Running Ansible Playbooks on Semaphore
Using Ansible in the CI and deployment environment on Semaphore is straightforward. As Ansible is preinstalled, you can run ansible-playbook path/to/your/playbook.yml
or anything else that you need, and Semaphore will execute it.
What’s Next?
We’ve covered two large Ansible use cases, but there is so much more. Let’s highlight some important areas so you know what to look into next.
Ansible has a robust role system. Roles are self contained plays that may be applied to different machines. You may have a “web server”, “mysql-replica”, or “redis” role. Roles may declare dependencies and customize variables. This allows you to separate smaller sets of unique code and compose larger, more useful roles. Ansible Galaxy is a repository for using contributed roles. Odds are you may rely on some of these in your day-to-day work. You’ll find roles to set up databases, web servers, and monitoring systems.

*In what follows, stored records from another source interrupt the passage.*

PR #99, opened 2017-07-28
Initial changes for depth stencil in D3D12 backend

BenConMS:
Here are the discussed changes. I will still be looking at the code more to see what I can find to figure out the failing cases, but any discussion in the meantime where code inspection finds the issues is most welcome.


src/backend/d3d12/DepthStencilStateD3D12.cpp
```diff
@@ -0,0 +1,101 @@
...
+// limitations under the License.
+
+#include "backend/d3d12/DepthStencilStateD3D12.h"
+
+#include "common/BitSetIterator.h"
+
+namespace backend {
+namespace d3d12 {
+
+	static D3D12_STENCIL_OP StencilOp(nxt::StencilOperation op) {
```
Kangz: nit: for some reason we use anonymous namespaces instead of marking functions static.

src/backend/d3d12/DepthStencilStateD3D12.cpp
```diff
@@ -0,0 +1,101 @@
...
+		switch (op) {
```
Kangz: Here and in the rest of the PR, we use 4 spaces for indents instead of spaces.

src/backend/d3d12/DepthStencilStateD3D12.cpp
```diff
@@ -0,0 +1,101 @@
...
+		desc.StencilFunc = ComparisonFunc(faceInfo.compareFunction);
+
+		return desc;
+	}
+
+	DepthStencilState::DepthStencilState(Device* device, DepthStencilStateBuilder* builder)
+		: DepthStencilStateBase(builder), device(device) {
+
+		// If you have anything other than Never, then enable depth testing
+		depthStencilDescriptor.DepthEnable = TRUE; // (GetDepth().compareFunction == nxt::CompareFunction::Never) ? FALSE : TRUE;
```
Kangz: Do test work with the commented out code?

src/backend/d3d12/DepthStencilStateD3D12.cpp
```diff
@@ -0,0 +1,101 @@
...
+		depthStencilDescriptor.DepthWriteMask = GetDepth().depthWriteEnabled ? D3D12_DEPTH_WRITE_MASK_ALL : D3D12_DEPTH_WRITE_MASK_ZERO;
+		depthStencilDescriptor.DepthFunc = ComparisonFunc(GetDepth().compareFunction);
+
+		depthStencilDescriptor.StencilEnable = StencilTestEnabled() ? TRUE : FALSE;
+		depthStencilDescriptor.StencilReadMask = (UINT8)GetStencil().readMask;
```
Kangz: nit: C++ static_cast and reinterpret_cast instead of C-style casts.

src/backend/d3d12/GeneratedCodeIncludes.h
```diff
@@ -20,6 +20,7 @@
 #include "backend/d3d12/ComputePipelineD3D12.h"
 #include "backend/d3d12/FramebufferD3D12.h"
 #include "backend/d3d12/InputStateD3D12.h"
+#include "backend/d3d12/DepthStencilStateD3D12.h"
```
Kangz: nit: order

src/backend/d3d12/RenderPipelineD3D12.cpp
```diff
@@ -16,6 +16,7 @@
 
 #include "backend/d3d12/D3D12Backend.h"
 #include "backend/d3d12/InputStateD3D12.h"
+#include "backend/d3d12/DepthStencilStateD3D12.h"
```
Kangz: nit:order

src/tests/end2end/DepthStencilStateTests.cpp
```diff
@@ -522,4 +522,4 @@ TEST_P(DepthStencilStateTest, StencilDepthPass) {
 2);                                                         // Replace the stencil on stencil pass, depth pass, so it should be 2
 }
 
-NXT_INSTANTIATE_TEST(DepthStencilStateTest, MetalBackend, OpenGLBackend)
+NXT_INSTANTIATE_TEST(DepthStencilStateTest, MetalBackend, OpenGLBackend, D3D12Backend)
```
Kangz: nit: order

src/backend/d3d12/RenderPipelineD3D12.cpp
```diff
@@ -120,12 +121,14 @@ namespace d3d12 {
...
-        descriptor.DepthStencilState.DepthEnable = false;
-        descriptor.DepthStencilState.StencilEnable = false;
+		DepthStencilState* depthStencilState = ToBackend(GetDepthStencilState());
+		descriptor.DepthStencilState = depthStencilState->GetD3D12DepthStencilDescriptor();
+
         descriptor.SampleMask = UINT_MAX;
         descriptor.PrimitiveTopologyType = D3D12_PRIMITIVE_TOPOLOGY_TYPE_TRIANGLE;
         descriptor.NumRenderTargets = 1;
         descriptor.RTVFormats[0] = DXGI_FORMAT_R8G8B8A8_UNORM;
+        descriptor.DSVFormat = DXGI_FORMAT_D32_FLOAT_S8X24_UINT;
```
Kangz: This change LGTM, the following can be addressed in a follow-up patch.

NumRenderTargets, RTVFormats and DSVFormats should depend on the information that has been set for the (renderpass, subpass) for this pipeline. Right now the Debug layer will complain in the many cases where we don't have a DSV set in OMSetRenderTargets. Also @kainino0x we should make sure we include some multiple attachment tests when testing render passes.

src/backend/d3d12/DepthStencilStateD3D12.cpp
BenConMS: Not sure what you mean here. I copied this style from InputStateD3D12.cpp.

By anonymous namespace do you mean not scoping inside a namespace at all?

src/backend/d3d12/DepthStencilStateD3D12.cpp
BenConMS: You mean instead of tabs? We use spaces here too, but a fresh VS install always means removing tabs! Sorry about that.

src/backend/d3d12/DepthStencilStateD3D12.cpp
Kangz: Doing something like

```
namespace {
    D3D12_STENCIL_OP StencilOp(nxt::StencilOperation op) {
         // stuff 
    }

    // Other file-scoped functions.
}
```

src/backend/d3d12/DepthStencilStateD3D12.cpp
Kangz: Yeah I meant space instead of tabs. No worries :)

src/backend/d3d12/DepthStencilStateD3D12.cpp
```diff
@@ -0,0 +1,101 @@
...
+        desc.StencilFunc = ComparisonFunc(faceInfo.compareFunction);
+
+        return desc;
+    }
+
+    DepthStencilState::DepthStencilState(Device* device, DepthStencilStateBuilder* builder)
+        : DepthStencilStateBase(builder), device(device) {
+
+        // If you have anything other than Never, then enable depth testing
+        depthStencilDescriptor.DepthEnable = TRUE;
```
Kangz: Would ```(GetDepth().compareFunction == nxt::CompareFunction::Never) ? FALSE : TRUE;``` speed things up in some cases?

Kangz:
Thanks for the update, it looks ready (one question). We just need to figure out this CLA thibg.

src/backend/d3d12/DepthStencilStateD3D12.cpp
BenConMS: It is difficult to answer if it would speed things up across all of the different hardware vendors and generations. There might be some theoretical boost but I think that binding / unbinding a depth buffer is probably already going to be a big hint that they follow.

After some internal discussion here I think that the NXT API needs to be explicit here. There are a few problems with implying the disable of depth checking in this way:

a) It is not super clear from the outside that you disable the hardware (including stencil and depth write, etc) just from setting one part of the depth stencil description.

b) If we try to do that here we will have two backends that are trying to extract real hardware state from a combination of state inputs.

Based on some of the previous remarks about this topic I think at a minimum we should revisit the API before we look for optimization opportunities here. Should we make an issue for this?

src/backend/d3d12/RenderPipelineD3D12.cpp
```diff
@@ -120,12 +121,14 @@ namespace d3d12 {
...
-        descriptor.DepthStencilState.DepthEnable = false;
-        descriptor.DepthStencilState.StencilEnable = false;
+        DepthStencilState* depthStencilState = ToBackend(GetDepthStencilState());
+        descriptor.DepthStencilState = depthStencilState->GetD3D12DepthStencilDescriptor();
+
         descriptor.SampleMask = UINT_MAX;
         descriptor.PrimitiveTopologyType = D3D12_PRIMITIVE_TOPOLOGY_TYPE_TRIANGLE;
         descriptor.NumRenderTargets = 1;
         descriptor.RTVFormats[0] = DXGI_FORMAT_R8G8B8A8_UNORM;
+        descriptor.DSVFormat = DXGI_FORMAT_D32_FLOAT_S8X24_UINT;
```
RafaelCintron: In the future, we should consider putting DXGI_FORMAT_R8G8B8A8_UNORM and DXGI_FORMAT_D32_FLOAT_S8X24_UINT into a common place so that texture creation and descriptor setup do not accidentally get misconfigured from one another.

Kangz:
Message to make CLA bot recheck the CLA (hopefully).

src/backend/d3d12/RenderPipelineD3D12.cpp
Kangz: Yes that's the interesting issue outlined above, we should gather the attachment format from the renderpass and subpass. At nxt::Framebuffer creation we will (or do already?) check that the framebuffer texture formats match the ones of the renderpass, so everything will line up correctly.

austinEng: Yes, we do check they have the same format.
`d3d12::Texture` is also checking the format when it creates the render target view descriptors and `d3d12::Framebuffer` checks if it's a depth texture so the render target / depth stencil views are created in the right descriptor heap

src/backend/d3d12/DepthStencilStateD3D12.cpp
Kangz: Thanks for the data. I don't share your point of view on this, as I believe that enabling or disabling depth write is redundant information, and that the application should just have to declare its intent. That said, this is an interesting question that we should discuss later with the wider GPUWeb group. Let's create an issue to remember this, but no do any changes to NXT about it as the API is functional as is. WDYT?

Also the comment above should be removed as it refers to deleted logic.

src/backend/d3d12/RenderPipelineD3D12.cpp
Kangz: Also original comment about this that is hidden inside Github's comments:

> This change LGTM, the following can be addressed in a follow-up patch.
>
>NumRenderTargets, RTVFormats and DSVFormats should depend on the information that has been set for the (renderpass, subpass) for this pipeline. Right now the Debug layer will complain in the many cases where we don't have a DSV set in OMSetRenderTargets. Also @kainino0x we should make sure we include some multiple attachment tests when testing render passes.

src/backend/d3d12/DepthStencilStateD3D12.cpp
BenConMS: I agree on filing an issue and not changing NXT. 

I removed the comment since it no longer made sense to be there.

PR #103, opened 2017-08-02
Blend state

austinEng:
Not working yet.
 - As usual, this is completely untested on Metal. But for some reason it's saying some enums which I got from the docs aren't defined?
- This PR also sets the render target formats based on the subpass
- Updates `shaderc` so we can have 4 draw buffers
- Needs some comments

### DIFF
--- a/next.json
+++ b/next.json
@@ -105,6 +105,78 @@
             {"value": 3, "name": "storage buffer"}
         ]
     },
+    "blend factor": {
+        "category": "enum",
+        "values": [
+            {"value": 0, "name": "zero"},
+            {"value": 1, "name": "one"},
+            {"value": 2, "name": "src color"},
+            {"value": 3, "name": "one minus src color"},
+            {"value": 4, "name": "src alpha"},
+            {"value": 5, "name": "one minus src alpha"},
+            {"value": 6, "name": "dst color"},
+            {"value": 7, "name": "one minus dst color"},
+            {"value": 8, "name": "dst alpha"},
+            {"value": 9, "name": "one minus dst alpha"},
+            {"value": 10, "name": "src alpha saturated"},
+            {"value": 11, "name": "blend color"},
+            {"value": 12, "name": "one minus blend color"},
+            {"value": 13, "name": "src1 color"},
+            {"value": 14, "name": "one minus src1 color"},
+            {"value": 15, "name": "src1 alpha"},
+            {"value": 16, "name": "one minus src1 alpha"}
+        ]
+    },
+    "blend operation": {
+        "category": "enum",
+        "values": [
+            {"value": 0, "name": "add"},
+            {"value": 1, "name": "subtract"},
+            {"value": 2, "name": "reverse subtract"},
+            {"value": 3, "name": "min"},
+            {"value": 4, "name": "max"}
+        ]
+    },
+    "blend state": {
+        "category": "object"
+    },
+    "blend state builder": {
+        "category": "object",
+        "methods": [
+            {
+                "name": "get result",
+                "returns": "blend state"
+            },
+            {
+                "name": "set blend enabled",
+                "args": [
+                    {"name": "blend enabled", "type": "bool"}
+                ]
+            },
+            {
+                "name": "set alpha blend",
+                "args": [
+                    {"name": "blend operation", "type": "blend operation"},
+                    {"name": "src factor",  "type": "blend factor"},
+                    {"name": "dst factor", "type": "blend factor"}
+                ]
+            },
+            {
+                "name": "set color blend",
+                "args": [
+                    {"name": "blend operation", "type": "blend operation"},
+                    {"name": "src factor",  "type": "blend factor"},
+                    {"name": "dst factor", "type": "blend factor"}
+                ]
+            },
+            {
+                "name": "set color write mask",
+                "args": [
+                    {"name": "color write mask", "type": "color write mask"}
+                ]
+            }
+        ]
+    },
     "builder error status": {
         "category": "enum",
         "values": [
@@ -236,6 +308,17 @@
     },
     "char": {
         "category": "native"
+    },
+    "color write mask": {
+        "category": "bitmask",
+        "values": [
+            {"value": 0, "name": "none"},
+            {"value": 1, "name": "red"},
+            {"value": 2, "name": "green"},
+            {"value": 4, "name": "blue"},
+            {"value": 8, "name": "alpha"},
+            {"value": 15, "name": "all"}
+        ]
     },
     "command buffer": {
         "category": "object"
@@ -472,6 +555,10 @@
             {
                 "name": "create bind group layout builder",
                 "returns": "bind group layout builder"
+            },
+            {
+                "name": "create blend state builder",
+                "returns": "blend state builder"
             },
             {
                 "name": "create buffer builder",
@@ -786,6 +873,13 @@
             {
                 "name": "get result",
                 "returns": "render pipeline"
+            },
+            {
+                "name": "set color attachment blend state",
+                "args": [
+                    {"name": "attachment slot", "type": "uint32_t"},
+                    {"name": "blend state", "type": "blend state"}
+                ]
             },
             {
                 "name": "set depth stencil state",
--- a/next.json
+++ b/next.json
@@ -120,11 +120,7 @@
             {"value": 9, "name": "one minus dst alpha"},
             {"value": 10, "name": "src alpha saturated"},
             {"value": 11, "name": "blend color"},
-            {"value": 12, "name": "one minus blend color"},
-            {"value": 13, "name": "src1 color"},
-            {"value": 14, "name": "one minus src1 color"},
-            {"value": 15, "name": "src1 alpha"},
-            {"value": 16, "name": "one minus src1 alpha"}
+            {"value": 12, "name": "one minus blend color"}
         ]
     },
     "blend operation": {
--- a/next.json
+++ b/next.json
@@ -442,6 +442,15 @@
                 ]
             },
             {
+                "name": "set blend color",
+                "args": [
+                    {"name": "r", "type": "float"},
+                    {"name": "g", "type": "float"},
+                    {"name": "b", "type": "float"},
+                    {"name": "a", "type": "float"}
+                ]
+            },
+            {
                 "name": "set bind group",
                 "args": [
                     {"name": "group index", "type": "uint32_t"},
@@ -687,6 +696,9 @@
             {"value": 0, "name":"nearest"},
             {"value": 1, "name":"linear"}
         ]
+    },
+    "float": {
+        "category": "native"
     },
     "framebuffer": {
         "category": "object"
--- a/src/backend/CommandBuffer.cpp
+++ b/src/backend/CommandBuffer.cpp
@@ -236,6 +236,12 @@ namespace backend {
                         cmd->~SetStencilReferenceCmd();
                     }
                     break;
+                case Command::SetBlendColor:
+                    {
+                        SetBlendColorCmd* cmd = commands->NextCommand<SetBlendColorCmd>();
+                        cmd->~SetBlendColorCmd();
+                    }
+                    break;
                 case Command::SetBindGroup:
                     {
                         SetBindGroupCmd* cmd = commands->NextCommand<SetBindGroupCmd>();
@@ -343,6 +349,10 @@ namespace backend {
 
             case Command::SetStencilReference:
                 commands->NextCommand<SetStencilReferenceCmd>();
+                break;
+
+            case Command::SetBlendColor:
+                commands->NextCommand<SetBlendColorCmd>();
                 break;
 
             case Command::SetBindGroup:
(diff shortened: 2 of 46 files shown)


src/backend/metal/BlendStateMTL.mm
```diff
@@ -0,0 +1,104 @@
...
+                    return MTLBlendOperationReverseSubtract;
+                case nxt::BlendOperation::Min:
+                    return MTLBlendOperationMin;
+                case nxt::BlendOperation::Max:
+                    return MTLBlendOperationMax;
+            }
+        }
+
+        MTLColorWriteMask MetalColorWriteMask(nxt::ColorWriteMask colorWriteMask) {
+            return (
```
Kangz: nit: Metal uses an inverse order compared to NXT so we can't do the same thing as for D3D12

src/backend/opengl/CommandBufferGL.cpp
```diff
@@ -106,15 +106,21 @@ namespace opengl {
 
                         const auto& info = currentRenderPass->GetSubpassInfo(currentSubpass);
 
-                        for (uint32_t index = 0; index < info.colorAttachments.size(); ++index) {
-                            uint32_t attachment = info.colorAttachments[index];
+                        GLenum drawBuffers[kMaxColorAttachments];
```
Kangz: This could be an std::array and should be filled with GL_NONE by default.

src/tests/end2end/BlendStateTests.cpp
```diff
@@ -0,0 +1,1055 @@
...
+
+class BlendStateTest : public NXTTest {
+    protected:
+        void SetUp() override {
+            NXTTest::SetUp();
+
+            vsModule = utils::CreateShaderModule(device, nxt::ShaderStage::Vertex, R"(
+                #version 450
+                void main() {
+                    const vec2 pos[3] = vec2[3](vec2(0.0f, 1.0f), vec2(-1.0f, -1.0f), vec2(1.0f, -1.0f));
```
Kangz: nit: you could make the triangle cover the whole square even.

next.json
```diff
@@ -105,6 +105,78 @@
...
+            {"value": 4, "name": "src alpha"},
+            {"value": 5, "name": "one minus src alpha"},
+            {"value": 6, "name": "dst color"},
+            {"value": 7, "name": "one minus dst color"},
+            {"value": 8, "name": "dst alpha"},
+            {"value": 9, "name": "one minus dst alpha"},
+            {"value": 10, "name": "src alpha saturated"},
+            {"value": 11, "name": "blend color"},
+            {"value": 12, "name": "one minus blend color"},
+            {"value": 13, "name": "src1 color"},
```
Kangz: Or keep it because you implemented tests and all for it, but be ready to remove it / make it an extension later.

src/tests/end2end/BlendStateTests.cpp
```diff
@@ -0,0 +1,1055 @@
...
+    }
+
+    // Blend two RGBA8 color values parameterized by the provided factors in the range [0.f, 1.f]
+    RGBA8 mix(const RGBA8& col1, const RGBA8& col2, std::array<float, 4> fac) {
+        float r = static_cast<float>(col1.r) * (1.f - fac[0]) + static_cast<float>(col2.r) * fac[0];
+        float g = static_cast<float>(col1.g) * (1.f - fac[1]) + static_cast<float>(col2.g) * fac[1];
+        float b = static_cast<float>(col1.b) * (1.f - fac[2]) + static_cast<float>(col2.b) * fac[2];
+        float a = static_cast<float>(col1.a) * (1.f - fac[3]) + static_cast<float>(col2.a) * fac[3];
+
+        // Get the integer locations of the resulting 4D RGBA8 hypercube after the blend
```
Kangz: Shouldn't round() be enough? I don't think the GPU does that euclidean distance computation.

src/tests/end2end/BlendStateTests.cpp
```diff
@@ -0,0 +1,1055 @@
...
+
+        queue.Submit(1, &commands);
+
+        EXPECT_PIXEL_RGBA8_EQ(expected0, renderTargets[2], kRTSize / 2, kRTSize / 2) << "Attachment slot 0 using render target 2 should have been " << color0 << " + " << base << " = " << expected0;
+        EXPECT_PIXEL_RGBA8_EQ(expected1, renderTargets[4], kRTSize / 2, kRTSize / 2) << "Attachment slot 1 using render target 4 should have been " << color1 << " - " << base << " = " << expected1;
+        EXPECT_PIXEL_RGBA8_EQ(expected2, renderTargets[3], kRTSize / 2, kRTSize / 2) << "Attachment slot 2 using render target 3 should have been " << color2 << " = " << expected2 << "(no blending)";
+        EXPECT_PIXEL_RGBA8_EQ(expected3, renderTargets[0], kRTSize / 2, kRTSize / 2) << "Attachment slot 3 using render target 0 should have been min(" << color3 << ", " << base << ") = " << expected3;
+    }
+}
+
```
Kangz: Could we have a the following tests too:
 - BlendConstants are set to a known value (0, 0, 0, 0?) at the beginning of each subpass with no inheritance between subpasses.
 - Validation tests for all the validation you added.

next.json
austinEng: ah, I will remove it. This must be why it's not being found in the Metal header

Kangz: It is gated on OSX 10.12 so probably yes. Removing sounds good.

src/tests/end2end/BlendStateTests.cpp
austinEng: > BlendConstants are set to a known value (0, 0, 0, 0?) at the beginning of each subpass with no inheritance between subpasses.

 We want to reset it at the beginning of every subpass? Why?

Kangz: NXT should do the same thing on all APIs but on D3D12 we have state inheritance whereas we don't have any in Metal. 0, 0 ,0 ,0 was a guess, but maybe it should be 1, 1, 1, 1 or something else.

austinEng: Done. Default in D3D12 is 1,1,1,1 and in Metal it's 0,0,0,0. But I've made the default 0,0,0,0 so that by default we do less work. I believe the default is also 0 in Vulkan.

src/tests/end2end/BlendStateTests.cpp
austinEng: Done.

src/tests/end2end/BlendStateTests.cpp
austinEng: Done

src/backend/opengl/CommandBufferGL.cpp
austinEng: Done

src/backend/d3d12/BlendStateD3D12.cpp
```diff
@@ -0,0 +1,111 @@
...
+                    return D3D12_BLEND_OP_MIN;
+                case nxt::BlendOperation::Max:
+                    return D3D12_BLEND_OP_MAX;
+                default:
+                    UNREACHABLE();
+            }
+        }
+
+        uint8_t D3D12RenderTargetWriteMask(nxt::ColorWriteMask colorWriteMask) {
+            return static_cast<uint8_t>(
```
austinEng: Done

src/backend/RenderPass.cpp
```diff
@@ -14,6 +14,7 @@
 
 #include "backend/RenderPass.h"
 
+#include "backend/BlendState.h"
```
austinEng: Done

src/backend/CommandBuffer.cpp
```diff
@@ -570,6 +580,16 @@ namespace backend {
                     }
                     break;
 
+                case Command::SetBlendColor:
+                    {
+                        iterator.NextCommand<SetBlendColorCmd>();
+                        if (!state->HaveRenderPass()) {
```
austinEng: Done

next.json
austinEng: Done

src/backend/CommandBuffer.cpp
```diff
@@ -563,8 +573,18 @@ namespace backend {
                 case Command::SetStencilReference:
                     {
                         iterator.NextCommand<SetStencilReferenceCmd>();
-                        if (!state->HaveRenderPass()) {
-                            HandleError("Can't set stencil reference without an active render pass");
+                        if (!state->HaveRenderPass() && !state->HaveRenderSubpass()) {
```
Kangz: We can check for HaveRenderSubpass only as it implies HaveRenderPass

src/backend/opengl/CommandBufferGL.cpp
```diff
@@ -106,15 +106,21 @@ namespace opengl {
 
                         const auto& info = currentRenderPass->GetSubpassInfo(currentSubpass);
 
-                        for (uint32_t index = 0; index < info.colorAttachments.size(); ++index) {
-                            uint32_t attachment = info.colorAttachments[index];
+                        std::array<GLenum, kMaxColorAttachments> drawBuffers = {};
```
Kangz: Can we explicitly fill this with GL_NONE even if it is 0. Or add a comment explaining why the zero init does what we want?

src/tests/unittests/validation/RenderPipelineValidationTests.cpp
```diff
@@ -57,13 +59,26 @@ class RenderPipelineValidationTest : public ValidationTest {
...
+        nxt::BlendState blendState;
         nxt::PipelineLayout pipelineLayout;
 };
 
 // Test cases where creation should succeed
 TEST_F(RenderPipelineValidationTest, CreationSuccess) {
     AddDefaultStates(AssertWillBeSuccess(device.CreateRenderPipelineBuilder()))
         .GetResult();
+
+    AddDefaultStates(AssertWillBeSuccess(device.CreateRenderPipelineBuilder()))
```
Kangz: nit: this one should actually fail because AddDefaultStates sets the layout.

src/tests/unittests/validation/RenderPipelineValidationTests.cpp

Ansible is also extremely customizable. It’s easy to write your own Ansible modules. An Ansible module is simply an executable file that reads JSON from stdin and prints JSON to stdout. This means you may create your own modules in any language, be it Bash, Ruby, Python, Node.js, or Go. Here are some simple examples that wrap commands that do not have Ansible modules. We did not touch on Lookups yet. Lookups allow us to connect various systems to Ansible. Lookups are just another executable program so you can write them like modules. Here are some lookup examples.
We discussed how Ansible is agent-less. This works well for small setups but becomes problematic at a larger scale. There are few ways to overcome this problem, and ansible-pull is one of them. This command will poll a git repo, clone it, and execute playbooks. This is a good solution for auto-scaling cloud infrastructure which needs configuration after it’s created. Ansible Tower is another approach. It’s a full scale mission control system for Ansible installations. It’s currently a paid product only, but rumour has it that it will be open sourced soon.
These getting started guides are geared towards specific use case, ands offer more than we could cover together. There are guides for all the common cloud providers, and a few specific use cases.
That’s all. Good luck out there and happy shipping!